**What is required**:
Print all the records below, word for word and in full.

____ Input material

PR #3053, opened 2025-11-03
Make SequencerPruningIntegrationTest less flaky

martinflorian-da:
Fixes https://github.com/DACH-NY/cn-test-failures/issues/6243

[ci]


martinflorian-da:
@nicu-da This could work but I have a better idea now: just reduce the sv status report reporting interval to something like 15 or 20 seconds. Still this fix could be better than nothing, so feel free to merge if you like it the flake is too annoying to wait for me (I plan to finish this very early in my day tomorrow.)

PR #3062, opened 2025-11-04
Make SequencerPruningIntegrationTest less flaky

martinflorian-da:
...by causing more on-ledger traffic so that the pruning trigger notices more quickly that it is safe to prune.

Fixes https://github.com/DACH-NY/cn-test-failures/issues/6243 (see deeper analysis there)

[ci]


nicu-da (approved):
thx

________

**Answer to this task**:
PR #3053, opened 2025-11-03
Make SequencerPruningIntegrationTest less flaky

martinflorian-da:
Fixes https://github.com/DACH-NY/cn-test-failures/issues/6243

[ci]


martinflorian-da:
@nicu-da This could work but I have a better idea now: just reduce the sv status report reporting interval to something like 15 or 20 seconds. Still this fix could be better than nothing, so feel free to merge if you like it the flake is too annoying to wait for me (I plan to finish this very early in my day tomorrow.)

PR #3062, opened 2025-11-04
Make SequencerPruningIntegrationTest less flaky

martinflorian-da:
...by causing more on-ledger traffic so that the pruning trigger notices more quickly that it is safe to prune.

Fixes https://github.com/DACH-NY/cn-test-failures/issues/6243 (see deeper analysis there)

[ci]


nicu-da (approved):
thx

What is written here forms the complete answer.